InstantAvatar: Efficient 3D Head Reconstruction via Surface Rendering
This enables efficient creation of 3D head avatars for applications like VR/AR, though it is incremental as it builds on existing neural field and rendering techniques.
The authors tackled the problem of slow 3D head reconstruction from images by introducing InstantAvatar, which achieves comparable accuracy to state-of-the-art methods with a 100x speed-up, reconstructing avatars in seconds from as few as one image.

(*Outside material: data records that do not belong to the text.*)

PR #1981, opened 2026-03-09
Add support for collection export endpoint

dirkkul:


weaviate/export/executor.py
```diff
@@ -0,0 +1,334 @@
...
+
+    def create(
+        self,
+        export_id: str,
+        backend: ExportStorage,
+        file_format: ExportFileFormat,
+        include_collections: Union[List[str], str, None] = None,
+        exclude_collections: Union[List[str], str, None] = None,
+        wait_for_completion: bool = False,
+    ) -> executor.Result[Union[ExportCreateReturn, ExportStatusReturn]]:
```
tsmith023, line 73: wdyt about making all the args kwargs with:
```python
def create(
    self,
    *,
    export_id: str,
    backend: ExportStorage,
    file_format: ExportFileFormat,
    include_collections: Union[List[str], str, None] = None,
    exclude_collections: Union[List[str], str, None] = None,
    wait_for_completion: bool,
) -> executor.Result[Union[ExportCreateReturn, ExportStatusReturn]]:
```
in case of future changes to the interface?

weaviate/export/executor.py
```diff
@@ -0,0 +1,334 @@
...
+                if status.status == ExportStatus.CANCELED:
+                    raise ExportCanceledError(f"Export was canceled with error: {status.error}")
+                time.sleep(1)
+        return ExportCreateReturn(**create_status)
+
+    def get_status(
+        self,
+        export_id: str,
+        backend: ExportStorage,
+    ) -> executor.Result[ExportStatusReturn]:
```
tsmith023, line 188: likewise here as above wrt args vs kwargs

weaviate/export/executor.py
```diff
@@ -0,0 +1,334 @@
...
+            method=self._connection.get,
+            path=url_path,
+            error_msg="Export status check failed due to connection error.",
+        )
+
+    def cancel(
+        self,
+        export_id: str,
+        backend: ExportStorage,
+    ) -> executor.Result[bool]:
```
tsmith023, line 229: likewise here as above wrt args vs kwargs

dirkkul: good idea, all done

PR #1991, opened 2026-03-23
feat: add support for alter schema drop vector index

### LINKED ISSUE #1990: Add support for delete vector index operation
Add a possibility of removing a vector index the same way as delete property index was implemented.

REST API endpoint definition: `DELETE /v1/schema/{className}/vectors/{vectorIndexName}/index`

Here's a link to swagger endpoint definition: https://github.com/weaviate/weaviate/blob/alter-schema-drop-vector-index/openapi-specs/schema.json#L8195-L8249

antas-marcin:
## Summary
- Add `delete_vector_index(vector_name)` method to collection config, allowing users to drop a named vector's index via `DELETE /v1/schema/{className}/vectors/{vectorIndexName}/index`
- Follows the same pattern as the existing `delete_property_index` method
- Includes both sync and async type stubs

Closes #1990


bevzzz:
thought: Do you think this PR could do with fewer tests? The new endpoint is very simple and it seems to me like one "happy path" test will catch most things. 

Other tests verify Weaviate's behavior more than client's logic, and some may add [up to 30s](https://github.com/weaviate/weaviate-python-client/pull/1991/changes#diff-a00bb8a18360ce1411baa657ca297da47139f24d1910546d24b952e24ebddca6R2702) of pipeline time.

weaviate/collections/classes/config_methods.py
```diff
@@ -281,7 +281,12 @@ def __get_vector_config(
             props = vec_config.pop("properties", None)
 
             vector_index_config = __get_vector_index_config(named_vector)
-            assert vector_index_config is not None
+            # A vector whose index was dropped with `collection.config.delete_vector_index` is
+            # returned as `vectorIndexType: "none"` without any `vectorIndexConfig`.
+            assert (
+                vector_index_config is not None
```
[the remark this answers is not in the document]
jfrancoa: Fixed in b92dbb71 — the assert is now an explicit `SchemaValidationError`, pinned by `test_collection_config_from_json_missing_vector_index_config_raises`.

weaviate/collections/config/executor.py
```diff
@@ -631,3 +631,41 @@ def resp(res: Response) -> bool:
...
+        def resp(res: Response) -> bool:
+            return res.status_code == 200
+
+        return executor.execute(
+            response_callback=resp,
+            method=self._connection.delete,
+            path=path,
+            error_msg="Vector may not exist",
+            status_codes=_ExpectedStatusCodes(ok_in=[200], error="vector exists"),
+        )
```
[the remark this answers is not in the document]
jfrancoa: Tests landed in the 2026-07-22 push: integration happy-path (`test_delete_vector_index`), wire-path + error-contract mocks (`mock_tests/test_collection.py`), and parser/update-guard unit tests. As of b92dbb71 the unknown-name error contract lives in the mock suite.

weaviate/collections/config/executor.py
```diff
@@ -631,3 +631,41 @@ def resp(res: Response) -> bool:
...
+
+        path = (
+            f"/schema/{_capitalize_first_letter(self._name)}"
+            + f"/vectors/{vector_name}"
+            + "/index"
+        )
+
+        def resp(res: Response) -> bool:
+            return res.status_code == 200
+
```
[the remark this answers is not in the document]
jfrancoa: Keeping as-is for consistency — the sibling `delete_property_index` uses the identical callback pattern. Happy to simplify both together in a follow-up.

weaviate/collections/classes/config_vector_index.py
```diff
@@ -36,12 +36,16 @@ class VectorIndexType(str, Enum):
         FLAT: Flat index.
         DYNAMIC: Dynamic index.
         HFRESH: HFRESH index.
+        NONE: The index of this vector has been dropped, see ``collection.config.delete_vector_index``.
+            The vector data is still stored, but it cannot be searched. This value is reported by the
+            server only, it cannot be used to configure a vector.
     """
```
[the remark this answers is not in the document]
jfrancoa: Leaving as-is for now: no public `Configure.VectorIndex.*` factory emits `NONE` (only the internal create models reference the field), and the server rejects "none" on both create and update, so the exposure is constructing private classes directly. Can add a validator in a follow-up if users actually hit it.

jfrancoa:
@bevzzz fair point — slimmed in b92dbb71, keeping the coverage but moving it down the pyramid: the integration test is now a single happy-path journey (create → drop → poll → sibling index intact + searchable). The unknown-name case moved to the mock suite (422 → `UnexpectedStatusCodeError`), the invalid-input case was already covered there and its integration duplicate is deleted, and the `list_all` parsing assertion was already pinned by the parser unit tests. On the 30s: that's the *failure-path* bound of the poll — in the green path it returns as soon as the drop converges (~1-2s for a 1-object collection), so it only costs pipeline time when the feature is genuinely broken.

jfrancoa:
@copilot review

test/collection/test_config_update.py
```diff
@@ -230,3 +230,48 @@ def test_switching_quantizer_still_rejected_when_pq_enabled() -> None:
...
+        else _CollectionConfigUpdate(
+            vector_config=[Reconfigure.Vectors.update(name="boi", vector_index_config=hnsw)]
+        )
+    )
+
+    with pytest.raises(WeaviateInvalidInputError, match="delete_vector_index"):
+        update.merge_with_existing(schema)
+
+
+def test_updating_vector_next_to_dropped_vector_index() -> None:
```
dirkkul, line 259: This seems like a test that should be in Weaviate and not the python client

weaviate/collections/classes/config.py
```diff
@@ -1546,6 +1546,22 @@ def mutual_exclusivity(
             )
         return v
 
+    @staticmethod
+    def __existing_vector_index_config(schema: Dict[str, Any], name: str) -> Dict[str, Any]:
+        if name not in schema["vectorConfig"]:
```
dirkkul: `schema["vectorConfig"]` raises `KeyError` when the collection has no vectors left. once every named vector is dropped the server stops sending `vectorConfig` - the shape your own `_schema_without_any_vector()` fixture builds. so dropping your last vector, then calling `config.update(vector_config=[...])`, gives you `KeyError: 'vectorConfig'` instead of the `WeaviateInvalidInputError` you raise just below.

the line was already unguarded before this PR, dropping every named vector is what gets you there. could we make it `if "vectorConfig" not in schema or name not in schema["vectorConfig"]:`?

<details><summary>repro</summary>

```python
_CollectionConfigUpdate(
    vector_config=[Reconfigure.Vectors.update(
        name="gone", vector_index_config=Reconfigure.VectorIndex.hnsw(ef=128))]
).merge_with_existing({"class": "Test", "properties": []})
# KeyError: 'vectorConfig'
```
</details>

weaviate/collections/classes/config_methods.py
```diff
@@ -283,7 +284,17 @@ def __get_vector_config(
...
 
             vector_index_config = __get_vector_index_config(named_vector)
-            assert vector_index_config is not None
+            # A vector whose index was dropped with `collection.config.delete_vector_index` is
+            # returned as `vectorIndexType: "none"` without any `vectorIndexConfig`.
+            if (
+                vector_index_config is None
+                and named_vector.get("vectorIndexType") != VectorIndexType.NONE.value
+            ):
+                raise SchemaValidationError(
```
dirkkul: the message is wrong when the server sends an index type the client doesn't know. `__get_vector_index_config` returns `None` both when the key is missing and when `vectorIndexType` falls past the `hnsw`, `flat`, `dynamic` and `hfresh` branches into the trailing `else`. in that second case `vectorIndexConfig` is present and fully populated.

you hit it on an ordinary `config.get()`, so an older client against a newer server reports `vectorIndexConfig` missing when it is right there. could we branch on `"vectorIndexConfig" in named_vector` and give the fall-through an "unknown vectorIndexType" message instead?

<details><summary>what I ran</summary>

parsed this named vector through `_collection_config_simple_from_json`:

```python
{"vectorizer": {"none": {}}, "vectorIndexType": "spann",
 "vectorIndexConfig": {"distance": "cosine", "searchListSize": 100}}
```

got `Named vector 'v' has vectorIndexType 'spann' but no vectorIndexConfig in the schema returned by Weaviate`
</details>

dirkkul (commented):
a few smaller things, none of them blocking:

- the `delete_vector_index` docstring goes stale as soon as the endpoint is promoted or the status code changes: it names `ENABLE_EXPERIMENTAL_ALTER_SCHEMA_DROP_VECTOR_INDEX_ENDPOINT=true` and says the server answers 500 without it. someone reading it after that sets an env var the server no longer looks at. could we say the endpoint is experimental and may be disabled server-side, without naming the flag or the status code?

- in `test/collection/test_config_methods.py`, `test_collection_config_simple_from_json_with_dropped_vector_index` and `test_collection_config_simple_from_json_all_vectors_dropped` parse the same schemas as the two non-simple tests above them - `__get_vector_config(schema, simple)` never reads `simple`, and `__get_vectorizer` takes no such parameter. the simple path does build a different dataclass, so could we keep one of the two as the `list_all()` guard and drop the other?

- `test_delete_vector_index_endpoint_disabled` overlaps the 422 case already inside `test_delete_vector_index` - both assert that a non-OK status comes back as `UnexpectedStatusCodeError` carrying the status code. the one thing it adds is that the server's error message reaches the exception, so could that move into `test_delete_vector_index` as another status/message case instead of standing up its own mock server?

reviewed with claude code, I went through every comment below myself

weaviate/collections/config/executor.py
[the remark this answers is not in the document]
dirkkul: the `bool` can never be `False` here, so the mock test asserting it would pass whatever the method did - that's what tips me towards returning `None`. the consistency argument points both ways: `add_vector` already returns `None`, while `delete_property_index` returns a `bool` that the same status-code check can only ever set to `True`. happy to leave it as `bool` if you'd rather keep the two delete methods matching.

test/collection/test_config_update.py
jfrancoa: But it's basically testing a python functionality, the `merge_with_existing`. If this test would go as a go acceptance test it wouldn't invoke the same logic imho. It's not even using a Weaviate instance.

weaviate/collections/classes/config.py
```diff
@@ -2142,16 +2143,23 @@ def to_dict(self) -> Dict[str, Any]:
 @dataclass
 class _NamedVectorConfig(_ConfigBase):
     vectorizer: _NamedVectorizerConfig
+    # `None` means the index of this vector was dropped with `collection.config.delete_vector_index`.
```
dirkkul: we don't keep `vectorIndexType` on the parsed config, so the only way to spot a dropped vector is `vector_index_config is None`. the server sends it for every named vector - `"hnsw"` for a live one, `"none"` for a dropped one. `VectorIndexType.NONE` only shows up in `to_dict()`.

could we add `vector_index_type: VectorIndexType` here, non-optional since the key is always sent? the check then reads `named_vector.vector_index_type is VectorIndexType.NONE`.

<details><summary>how I checked</summary>

the `to_dict()` override below becomes redundant with the field in place, since `_ConfigBase.to_dict` already renames the field and unwraps the enum. I applied both edits locally. `to_dict()` still returns `{'vectorIndexType': 'none'}` for the dropped vector and `{'vectorIndexType': 'hnsw', 'vectorIndexConfig': {...}}` for the kept one. all 228 tests in `test/collection/` pass unmodified. putting the `VectorIndexType(...)` call after the existing validation block keeps a missing or unknown `vectorIndexType` raising `SchemaValidationError` rather than `KeyError` or `ValueError`. `_NamedVectorConfig` is built in one place with keyword args and is exported from neither `weaviate.outputs` nor `weaviate.classes`, so no user can construct one and the new field breaks nobody. the `"none"` and `"hnsw"` shapes came from a 1.39.0-rc.0 container with the drop endpoint enabled.
</details>

dirkkul (commented):
two more things on the config output, both about the export => import round trip:

- a dropped vector comes back with `vector_index_config: None`, so its index type is only visible after `to_dict()`. could we add a small `_VectorIndexConfigNone` with `vector_index_type() -> "none"` and keep the union concrete instead of widening it with `None`? `_NamedVectorConfig.to_dict()` would lose its special case and you could branch on `vector_index_type()` like for every other index. it should still leave `vectorIndexConfig` out of the output so the dict keeps matching what the server sent.

- exporting a collection that has a dropped vector and importing it back fails today: the server refuses `vectorIndexType: "none"` on create and `to_dict()` passes the entry straight through. I think we should strip those entries in `__create`, since that's the one place `create()`, `create_from_dict()` and `create_from_config()` all go through. the whole `vectorConfig` entry, not just the type - stripping only the type would recreate an hnsw index for a vector that was deliberately dropped. that's also where the server ends up by itself: the cleanup task removes the entry once the drop finalizes. probably worth a warning naming the skipped vectors, otherwise inserts targeting them fail later with a confusing error.

<details><summary>where the server rejects it</summary>

`usecases/schema/class.go`, on the create path:

```go
if modelsext.IsVectorIndexDropped(cfg) {
    return fmt.Errorf("vector %q: cannot create a new class with vectorIndexType %q; "+
        "this is an internal sentinel for dropped indexes", name, cfg.VectorIndexType)
}
```

and `rejectVectorIndexTypeNone` blocks both introducing and reviving the sentinel through a class update. so `client.collections.create_from_config(src.config.get())` answers 422 for any collection that ever had a vector index dropped.
</details>

either way the round trip can't be lossless - there is no api to recreate a vector without an index, so the imported collection simply doesn't have that vector. might be worth saying that in the `create_from_dict` docstring.

reviewed with claude code, I went through every comment below myself

weaviate/collections/config/executor.py
```diff
@@ -666,3 +666,46 @@ def resp(res: Response) -> bool:
...
             status_codes=_ExpectedStatusCodes(ok_in=[200], error="property exists"),
         )
+
+    def delete_vector_index(
+        self,
+        vector_name: str,
+    ) -> executor.Result[None]:
+        """Delete the index of a named vector of the collection in Weaviate.
+
+            This is a destructive and irreversible operation. The vectors themselves are kept, but
```
dirkkul: the docstring says "the vectors themselves are kept", but I think the server deletes them from every object once the drop finishes. right after `delete_vector_index("body_vec")`, `fetch_objects(include_vector=True)` still returns `body_vec` on the object, and about 30s later, once the server's cleanup has run, `body_vec` is gone. could we say that the vector data is removed from every object once the drop completes, here and in `_VectorIndexConfigNone` and `VectorIndexType.NONE`, which both say "the vector data is still stored"?

<details><summary>how I checked</summary>

1.39.0 with the endpoint enabled, collection with `title_vec` and `body_vec`, one object:

- before the drop: `[('banana', ['body_vec', 'title_vec'])]`
- right after `delete_vector_index("body_vec")`: `[('banana', ['body_vec', 'title_vec'])]`, schema shows `vectorIndexType: "none"`
- after the cleanup (30s): `[('banana', ['title_vec'])]`

the server says the same in `DeleteClassVectorIndex` (`usecases/schema/property.go`): "dropping a vector index irreversibly rewrites every object in the collection (vectors stripped cluster-wide)"
</details>

dirkkul (commented):
reviewed with claude code, I went through every comment below myself

weaviate/collections/config/executor.py
```diff
@@ -666,3 +666,46 @@ def resp(res: Response) -> bool:
...
+            their index is removed from disk and cannot be re-created afterwards, neither through
```
dirkkul: the docstring says the index "cannot be re-created afterwards", but I think that only holds until the cleanup finishes. while the schema still shows `body_vec` as `"none"`, `add_vector` for `body_vec` gets a 422 telling you to re-create it after the cleanup. once the cleanup is done, the same call gives you a new, empty `body_vec`. could we say that the old index and its data can't be restored, but a new vector with that name can be added once the drop completes? the `config.update()` error in `__existing_vector_index_config` and the `Col001` warning also say "cannot be re-created" and need the same change.

<details><summary>how I checked</summary>

1.39.0 with the endpoint enabled:

- `add_vector(vector_config=Configure.Vectors.self_provided(name="body_vec"))` right after the drop => 422 `vector "body_vec": a dropped index entry cannot be revived to a live type through a class update; the drop completes via its cleanup task — re-create the vector after it finishes` (`usecases/schema/class.go`)
- same call after the cleanup (30s) => OK, `config.get()` shows `body_vec` with a fresh hnsw config, and the old object has no `body_vec` vector
</details>

weaviate/collections/config/executor.py
```diff
@@ -666,3 +666,46 @@ def resp(res: Response) -> bool:
...
+            Only named vectors can be dropped. The endpoint is experimental and may be disabled
+            server-side, in which case Weaviate rejects the request.
+
+        Args:
+            vector_name: The name of the named vector whose index to delete.
+
+        Raises:
+            weaviate.exceptions.WeaviateConnectionError: If the network connection to Weaviate fails.
+            weaviate.exceptions.UnexpectedStatusCodeError: If Weaviate reports a non-OK status, e.g.
+                if the vector does not exist or if the endpoint is disabled on the server.
```
dirkkul: the Raises section names a missing vector as the reason for a non-OK status, but you also get a 422 when you repeat a drop that has already finished:
- the first `delete_vector_index("body_vec")` returns `None`
- the same call while the schema still shows `body_vec` as `"none"` also returns `None`
- the same call after the cleanup, about 30s later, gets a 422 `vector index "body_vec" not found`

=> a retry after a timeout succeeds or fails depending on when it runs. could we mention that a repeated call succeeds while the drop is in progress and returns 422 once it has finished?

<details><summary>how I checked</summary>

1.39.0 with the endpoint enabled. the second call returns 200 because `DeleteClassVectorIndex` (`usecases/schema/property.go`) sees the `"none"` marker and re-triggers the cleanup instead of failing. after the cleanup removes the entry from the schema, the same call hits the "not found in class" branch: `not found: vector index "body_vec" not found in class "Article"`
</details>

weaviate/collections/collections/executor.py
```diff
@@ -137,6 +141,41 @@ async def execute_():
...
+        index that was deliberately dropped, so the whole entry is skipped — matching where the
+        server's own cleanup ends up once a drop finalizes.
+
+        A create whose `vectorConfig` would end up empty is rejected instead: the server treats a
+        create without named vectors as a legacy collection and applies its default vectorizer and
+        vector index, which would silently contradict the imported config.
+        """
+        vector_config = config.get("vectorConfig")
+        if not isinstance(vector_config, dict):
+            return config
```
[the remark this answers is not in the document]
jfrancoa: Narrowed the documentation (round 9): the create_from_dict docstring now says the rejection needs the "none" markers to still be present, and that a cleaned-up export carries no vector fields, cannot be told apart from a minimal legacy config, and is sent unchanged — create_from_config() is the protected path.

Not rejecting the bare dict shape itself: a minimal hand-written dict ({"class": ..., "properties": [...]}) is a legitimate create_from_dict input that relies on the server defaults, and at the dict level the two are the same bytes. On the suppressed comments' claim that the server persists a vectorless create: setClassDefaults (usecases/schema/class.go) applies the default vectorizer and index whenever len(VectorConfig) == 0 on create; the vectorless state is only reachable through drops on an existing class (IsVectorlessUpdate takes prev and returns false for prev == nil), so there is no vectorless create to preserve.

dirkkul (approved):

Recent advances in full-head reconstruction have been obtained by optimizing a neural field through differentiable surface or volume rendering to represent a single scene. While these techniques achieve an unprecedented accuracy, they take several minutes, or even hours, due to the expensive optimization process required. In this work, we introduce InstantAvatar, a method that recovers full-head avatars from few images (down to just one) in a few seconds on commodity hardware. In order to speed up the reconstruction process, we propose a system that combines, for the first time, a voxel-grid neural field representation with a surface renderer. Notably, a naive combination of these two techniques leads to unstable optimizations that do not converge to valid solutions. In order to overcome this limitation, we present a novel statistical model that learns a prior distribution over 3D head signed distance functions using a voxel-grid based architecture. The use of this prior model, in combination with other design choices, results into a system that achieves 3D head reconstructions with comparable accuracy as the state-of-the-art with a 100x speed-up.